LongCat - Infinite Long Video Generation

  setup long cat model in comfyui

 Despite major progress in generative video models, a few issues still hold them back such aslong videos often fall apart color drifting, flickering, and quality loss over time. Different tasks require different models like one for text to video, another for image to video, and another for continuation. High-resolution video generation is slow, making real workflows inefficient. LongCat is single, unified model that handles all major video generation tasks while producing longer, higher-quality videos, faster. This removes one of the biggest limitations in current video-generation systems.


longCat working principle
LongCat Working Principle



LongCat-Video stands on several strong research contributions:

-Unified Video Generation Architecture - One model natively supports text-to-video, image-to-video, and video continuation.

-Pretraining on Video-Continuation -This is what makes long, stable video generation possible.

-Coarse-to-Fine Generation Strategy-It refines frames across both time and space, making inference far more efficient.

-Block Sparse Attention-A major performance boost when generating high-resolution videos.

-Multi-Reward RLHF (GRPO)-Multiple reward signals improve coherence, realism, and alignment across tasks. 



LongCat model Showcase
LongCat model Showcase



From a research standpoint, it is a balanced combination of architecture innovation and advanced reinforcement learning. You can get the depth information by accessing their research paper.


 

Installation

Update comfyui from the manager

1. Setup ComfyUI if not yet. If already installed, update it from the Manager by selecting Update All.

2. Make sure you have Kijais custom node Wan Video wrapper installed. If already have then update the custom nodes from the Manager.
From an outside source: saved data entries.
PR #5947, opened 2026-01-06
fix(functions): strip all whitespace from run_process output

ykdojo:
## Changes Made

The `wc` command outputs numbers with leading whitespace on macOS (e.g., `       4\n`), which caused `run_process(..., return_dtype=int)` to return `None` instead of the expected integer value.

### Root Cause
`process.py` was using `.rstrip("\n")` which only strips trailing newlines, leaving leading spaces intact. When casting to int, `"       4"` fails and returns `None`.

### Fix
Changed `.rstrip("\n")` to `.strip()` to handle all leading and trailing whitespace, fixing cross-platform compatibility.

Also removed the `| tr -d ' '` workaround from the test that was added in #5942 since it's no longer needed.

## Related Issues

Fixes the root cause of the issue addressed by #5942
Related to #5738

### DIFF
--- a/daft/functions/process.py
+++ b/daft/functions/process.py
@@ -67,7 +67,7 @@ def run_process(
                 raise ValueError("shell=False requires at least one argv token")
             tokens = [str(a) for a in argv]
             proc = subprocess.run(tokens, shell=False, stdout=subprocess.PIPE, text=True, check=True)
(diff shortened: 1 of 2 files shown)


ykdojo:
Another potential approach: https://github.com/Eventual-Inc/Daft/pull/5955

download long cat models and loras


3. Download LongCat models from Kijai's hugging face repository:
(a) LongCat model fp8 (LongCat_TI2V_comfy_fp8_e4m3fn_scaled_KJ.safetensors), for 12 to 16 GB VRAM.

(b) Long Cat BF16 (LongCat_TI2V_comfy_bf16.safetensors), for higher VRAM 24 GB or more with better output.

Download any of them as per your system resources, save it inside ComfyUI/models/diffusion_models folder.

4. Download lora models (any of them):

(a) Long Cat BF16 lora (LongCat_refinement_lora_rank128_bf16.safetensors), save this inside ComfyUI/models/loras folder. This needs only 12 steps.

(b) LongCat distill lora alpha(LongCat_distill_lora_alpha64_bf16.safetensors), save this inside ComfyUI/models/loras folder.

6. Restart and Refresh ComfyUI.


Workflow

1. Get the workflow (LongCat_TI2V_example_01.json) inside your ComfyUI/custom_nodes/ComfyUI-WanVideoWrapper/example_workflows folder.

 

LongCat_TI2V workflow


2. Drag and drop into ComfyUI. You will get missing red error nodes. Just install them from Manager. The workflow will be based on Wan 2.2 5b TI2V framework. So all the basic models(wan 5b TI2V model, wan2.1vae, umt5-xxl etc ) will be same. Load them all into its relative node.

3. Execute your workflow by setting up :
(a) Load your image into Load image node.

(b) Load Lora model into WanVideo Lora Select node.

(c) Load wan 2.1vae into Wanvideo vae loader.

(d) Load LongCat model into Wan Video Model Loader node. Select your attention generation model-flash att, sdpa, sage_atten etc.

(e) Add your detailed positive and negative prompts into prompt box.

(f) Hit run to execute the workflow. You can use the WanVideoblockSwap node to control the generation with block swapping techniques if having low VRAMs.

CFG-1
Shift-12
Inside wanVideo scheduler node, Scheduler- LongCat distill Euler


4. (a) Use infinite workflow for longer videos generation. You can extend it further for even longer videos but also takes longer inference time.

 

5 groups of same bunch of nodes

(b) There are total 5 groups of same bunch of nodes in the workflow. 

 

detach the nodes

To do the extension, move to the last group, then detach the nodes ImageBatchExtendWithOverlap and GetImageSizeAndCount

(c) Select and copy any of the group (as they are same), paste there. Your new group as extension is ready. 

Add new Reroute node 

(d) Add new Reroute node, connect the  ImageBatchExtendWithOverlap of older group to new Reroute node  and then to ImageBatchExtendWithOverlap node of new group.

 

attach the nodes 

(e) Finally, connect the ImageBatchExtendWithOverlap of new last group and GetImageSizeAndCount node. Then just repeat the same if you want to generate further longer videos.